About HealthFlex Exchange
The Conference participates in Wespath’s HealthFlex Exchange (HealthFlex). HealthFlex allows participants to choose from one of six medical plans (Blue Cross Blue Shield of Illinois) as well as three dental plans (Cigna) and three vision plans (Vision Service Plan). Participants are given a monthly allowance, called a Premium Credit, with which to “shop” for their medical, dental, and vision plans. Premium Credits vary based on coverage tier (participant only, participant +1, and family).

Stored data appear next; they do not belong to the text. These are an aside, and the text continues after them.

PR #779, opened 2026-06-16
Add `--setfiles-context` API.

cwize1:
Customizing an OS with SELinux on a Fedora dev box currently hits errors because the kernel will block you from applying labels to files that don't exist in the kernel's active policy (among other issues). To fix this problem, the `setfiles` call needs to be run under the `setfiles_mac_t` label, which has special permissions to ignore the active policy. (This label is used by Fedora's Anaconda installer.)

This change exposes a new CLI API that allows the user to specify the label to run the `setfiles` call under. This will allow Fedora users to specify the required `setfiles_mac_t` label.

Exposing this as an API helps keep the design simple since it avoids logic for stuff like detecting if SELinux is enabled, what the correct label to use for the current build host, etc.

---

### **Checklist**

- [x] Tests added/updated

### DIFF
--- a/docs/imagecustomizer/api/cli/customize.md
+++ b/docs/imagecustomizer/api/cli/customize.md
@@ -298,13 +298,16 @@ This option is useful when running on a build system with SELinux enabled.
 
 Added in v1.5.
 
-### Fedora
+### selinux-policy (e.g. Fedora)
 
-When running on a Fedora system, use the value: `system_u:system_r:setfiles_mac_t:s0`
+When running on a build system with SELinux enabled and that uses the
+[selinux-policy](https://github.com/fedora-selinux/selinux-policy) policy (e.g. Fedora),
+use the value: `system_u:system_r:setfiles_mac_t:s0`
 
-The `setfiles_mac_t` label allows SELinux labels to be applied that aren't present in
-the build host's SELinux rules, which is super useful when customizing images that have
-a different distro / distro version than the build host.
+The `setfiles_mac_t` label is allowed to use the `CAP_MAC_ADMIN` capability, which
+permits SELinux labels to be applied that aren't present in the build host's SELinux
+rules. This is super useful when customizing images that have a different distro /
+distro version than the build host.
 
 Also, you need to run the commands:
 
@@ -315,3 +318,12 @@ Also, you need to run the commands:
 2. `sudo semanage permissive -a systemd_hwdb_t`
 
    `setfiles_mac_t` doesn't have the correct permissions to label `/etc/udev/hwdb.bin`.
+
+### refpolicy
+
+When running on a build system that uses the
+[refpolicy](https://github.com/SELinuxProject/refpolicy) policy (e.g. Azure Linux 3.0),
+the only thing you can do is disable SELinux.
+
+This SELinux policy does not have a label with permissions for the `CAP_MAC_ADMIN`
+capability.
--- a/docs/imagecustomizer/api/cli/customize.md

Also, depending on the plan you elect, you will have the opportunity to contribute to either a Health Savings Account (HSA), Dependent Care Account (DCA), or Medical Reimbursement Account (MRA). Two of the plans come with Health Reimbursement Accounts (HRAs) which include employer contributions and two plans come with employer contributions into an HSA.
Wespath HealthFlex Exchange Videos
How Do I Choose My Plan? (2020): A simple guide to the various plans offered.
HealthFlex Plan Comparisons (2020): A more robust description of benefits and coverage for the various plans offered.
Accessing your Benefits (2020): A guide to the tools and resources you will need to most fully utilize your benefits.
Included in all six medical plans is a robust well-being program. This program includes Virgin Pulse, health coaching, and employee assistance program (EAP), an incentive program, and more.
When can I make changes?
Generally a participant can only make changes during the Annual Election Period which happens each fall. Changes made during Annual Election will go into effect January 1 of the following year.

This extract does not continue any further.